Criminal Law. R V Blaue

FactsThe defendant inflicted serious stab wounds on the deceased who, knowing she would be likely to die as a result, refused a blood transfusion because she was a Jehovah’s Witness and accepting another’s blood was against her religion. The defendant claimed that her refusal to accept the blood transfusion broke the chain of causation between his conduct and her death.

ExtractThere have been two cases in recent years which have some bearing on this topic: R v Jordan and R v Smith. In R v Jordan the Court of Criminal Appeal, after conviction, admitted some medical evidence which went to prove that the cause of death was not the blow relied on by the prosecution but abnormal medical treatment after admission to hospital. This case has been criticised but it was probably rightly decided on its facts. Before the abnormal treatment started the injury had almost healed. We share Lord Parker CJ’s opinion ([1959] 2 All ER at 198, [1959] 2 QB at 43) that R v Jordan should be regarded as a case decided on its own special facts and not as an authority relaxing the common law approach to causation.

In R v Smith the man who had been stabbed would probably not have died but for a series of mishaps. These mishaps were said to have broken the chain of causation. Lord Parker CJ, in the course of his judgment, commented as follows ([1959] 2 All ER at 198, [1959] 2 QB at 42, 43):

‘…if at the time of death the original wound is still an operating cause and a substantial cause, then the death can properly be said to be the result of the wound, albeit that some other cause of death is also operating.
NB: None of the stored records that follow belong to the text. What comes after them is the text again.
PR #1128, opened 2024-04-30
Allow admins to change the role of group members

thomasiles:

Add the extra buttons to allow organisation and super admins to change the role of group members.

image


app/policies/membership_policy.rb
```diff
@@ -3,6 +3,10 @@ def destroy?
     user.super_admin? || organisation_admin? || (group_admin? && record.editor?)
   end
 
+  def update?
```
thomasiles, line 6: we are using update as as the policy because it's a standard route and makes sense given the current requirements.

It could be that we want something more specific in the future, e.g `can_change_role?` but for now I think this is the simplest option?

app/views/group_members/index.html.erb
```diff
@@ -28,9 +28,21 @@
...
+
+              if member.actions.include?(:make_group_admin)
+                actions << govuk_button_to(t(".make_group_admin"), membership_path(member.membership), method: :patch, params: { membership: { role: Membership.roles[:group_admin] }}, secondary: true)
               end
+
+              if member.actions.include?(:make_editor)
+                actions << govuk_button_to(t(".make_editor"), membership_path(member.membership), method: :patch, params: { membership: { role: Membership.roles[:editor] }}, secondary: true)
+              end
+
+              safe_join(actions)
```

Only if it can be said that the original wounding is merely the setting in which another cause operates can it be said that the death does not result from the wound. Putting it in another way, only if the second cause is so overwhelming as to make the original wound merely part of the history can it be said that death does not flow from the wound.’

The physical cause of death in [the instant] case was the bleeding into the pleural cavity arising from the penetration of the lung. This had not been brought about by any decision made by the deceased girl but by the stab wound. Counsel for the appellant tried to overcome this line of reasoning by submitting that the jury should have been directed that if they thought the girl’s decision not to have a blood transfusion was an unreasonable one, then the chain of causation would have been broken. At once the question arises – reasonable by whose standards? Those of Jehovah’s Witnesses? Humanists? Roman Catholics? Protestants of Anglo-Saxon descent?

The man on the Clapham omnibus? But he might well be an admirer of Eleazar who suffered death rather than eat the flesh of swinef or of Sir Thomas Moore who, unlike nearly all his contemporaries, was unwilling to accept Henry VIII as Head of the Church in England. Those brought up in the Hebraic and Christian traditions would probably be reluctant to accept that these martyrs caused their own deaths.

As was pointed out to counsel for the appellant in the course of argument, two cases, each raising the same issue of reasonableness because of religious beliefs, could produce different verdicts depending on where the cases were tried. A jury drawn from Preston, sometimes said to be the most Catholic town in England, might have different views about martyrdom to one drawn from the inner suburbs of London.

Counsel for the appellant accepted that this might be so; it was, he said, inherent in trial by jury. It is not inherent in the common law as expounded by Sir Matthew Hale and Maule J. It has long been the policy of the law that those who use violence on other people must take their victims as they find them. This in our judgment means the whole man, not just the physical man. It does not lie in the mouth of the assailant to say that his victim’s religious beliefs which inhibited him from accepting certain kinds of treatment were unreasonable. The question for decision is what caused her death.

The answer is the stab wound. The fact that the victim refused to stop this end coming about did not break the causal connection between the act and death. If a victim’s personal representatives claim compensation for his death the concept of foreseeability can operate in favour of the wrongdoer in the assessment of such compensation; the wrong doer is entitled to expect his victim to mitigate his damage by accepting treatment of a normal kind: see Steele v R George & Co Ltd.As counsel for the Crown pointed out, the criminal law is concerned with the maintenance of law and order and the protection of the public generally. A policy of the common law applicable to the settlement of tortious liability between subjects may not be, and in our judgment is not, appropriate for the criminal law.

The issue of the cause of death in a trial for either murder or manslaughter is one of fact for the jury to decide. But if, as in this case, there is no conflict of evidence and all the jury has to do is to apply the law to the admitted facts, the judge is entitled to tell the jury what the result of that application will be. In this case the judge would have been entitled to have told the jury that the appellant’s stab wound was an operative cause of death.